Your task is to return the data below, word for word.
** MATERIAL TO PROCESS follows **
PR #251, opened 2023-08-30
Update CIP36 to changes to spec

rooooooooob:
Also updated test vectors

WASM utils were added as they were left as a TODO from before

### DIFF
--- a/cip36/rust/src/lib.rs
+++ b/cip36/rust/src/lib.rs
@@ -190,9 +190,10 @@ mod tests {
         // test case says: 0036ef3e1f0d3f5989e2d155ea54bdb2a72c4c456ccb959af4c94868f473f5a0
         // but the CBOR differs, so we use the ones in the CBOR for the test case.
         // Is this being derived or why does it not match?
-        let stake_cred = PublicKey::from_raw_bytes(
-            &[227, 205, 36, 4, 200, 77, 230, 95, 150, 145, 143, 24, 213, 180, 69, 188, 185, 51, 167, 205, 161, 142, 237, 237, 121, 69, 221, 25, 30, 67, 35, 105]
-        )
+        let stake_cred = PublicKey::from_raw_bytes(&[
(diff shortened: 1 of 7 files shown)


cip36/rust/src/lib.rs
```diff
@@ -187,63 +187,66 @@ mod tests {
         //     .derive(0)
         //     .derive(0);
         // let catalyst_prv_key = hex::decode("4820f7ce221e177c8eae2b2ee5c1f1581a0d88ca5c14329d8f2389e77a465655c27662621bfb99cb9445bf8114cc2a630afd2dd53bc88c08c5f2aed8e9c7cb89").unwrap();
-        let stake_cred = PublicKey::from_raw_hex(
-            "86870efc99c453a873a16492ce87738ec79a0ebd064379a62e2c9cf4e119219e",
+        // test case says: 0036ef3e1f0d3f5989e2d155ea54bdb2a72c4c456ccb959af4c94868f473f5a0
```
rooooooooob, line 190: test vectors: https://github.com/cardano-foundation/CIPs/blob/master/CIP-0036/test-vector.md

I had issues with the stuff in the human readable not matching what's in the serialized CBOR the first time I made the CIP36 with the old test vectors too. Not sure if there's some deriving being done or if they just don't match.

rooooooooob: You can see:
```
Derivation path

To avoid linking voting keys directly with Cardano spending keys, the voting key derivation path must start with a specific segment:

m / 1694' / 1815' / account' / chain / address_index

We recommend that implementors only use address_index=0 to avoid the need for voting key discovery.
```

but IIRC this didn't make them match either. I didn't check it out here but I could look into it once conway/etc is done. The CBOR portion of the lib is fine.

gostkin (approved):

gostkin:
@rooooooooob pls fix the linters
** End of MATERIAL TO PROCESS **
■ **TASK RESULT**:
PR #251, opened 2023-08-30
Update CIP36 to changes to spec

rooooooooob:
Also updated test vectors

WASM utils were added as they were left as a TODO from before

### DIFF
--- a/cip36/rust/src/lib.rs
+++ b/cip36/rust/src/lib.rs
@@ -190,9 +190,10 @@ mod tests {
         // test case says: 0036ef3e1f0d3f5989e2d155ea54bdb2a72c4c456ccb959af4c94868f473f5a0
         // but the CBOR differs, so we use the ones in the CBOR for the test case.
         // Is this being derived or why does it not match?
-        let stake_cred = PublicKey::from_raw_bytes(
-            &[227, 205, 36, 4, 200, 77, 230, 95, 150, 145, 143, 24, 213, 180, 69, 188, 185, 51, 167, 205, 161, 142, 237, 237, 121, 69, 221, 25, 30, 67, 35, 105]
-        )
+        let stake_cred = PublicKey::from_raw_bytes(&[
(diff shortened: 1 of 7 files shown)


cip36/rust/src/lib.rs
```diff
@@ -187,63 +187,66 @@ mod tests {
         //     .derive(0)
         //     .derive(0);
         // let catalyst_prv_key = hex::decode("4820f7ce221e177c8eae2b2ee5c1f1581a0d88ca5c14329d8f2389e77a465655c27662621bfb99cb9445bf8114cc2a630afd2dd53bc88c08c5f2aed8e9c7cb89").unwrap();
-        let stake_cred = PublicKey::from_raw_hex(
-            "86870efc99c453a873a16492ce87738ec79a0ebd064379a62e2c9cf4e119219e",
+        // test case says: 0036ef3e1f0d3f5989e2d155ea54bdb2a72c4c456ccb959af4c94868f473f5a0
```
rooooooooob, line 190: test vectors: https://github.com/cardano-foundation/CIPs/blob/master/CIP-0036/test-vector.md

I had issues with the stuff in the human readable not matching what's in the serialized CBOR the first time I made the CIP36 with the old test vectors too. Not sure if there's some deriving being done or if they just don't match.

rooooooooob: You can see:
```
Derivation path

To avoid linking voting keys directly with Cardano spending keys, the voting key derivation path must start with a specific segment:

m / 1694' / 1815' / account' / chain / address_index

We recommend that implementors only use address_index=0 to avoid the need for voting key discovery.
```

but IIRC this didn't make them match either. I didn't check it out here but I could look into it once conway/etc is done. The CBOR portion of the lib is fine.

gostkin (approved):

gostkin:
@rooooooooob pls fix the linters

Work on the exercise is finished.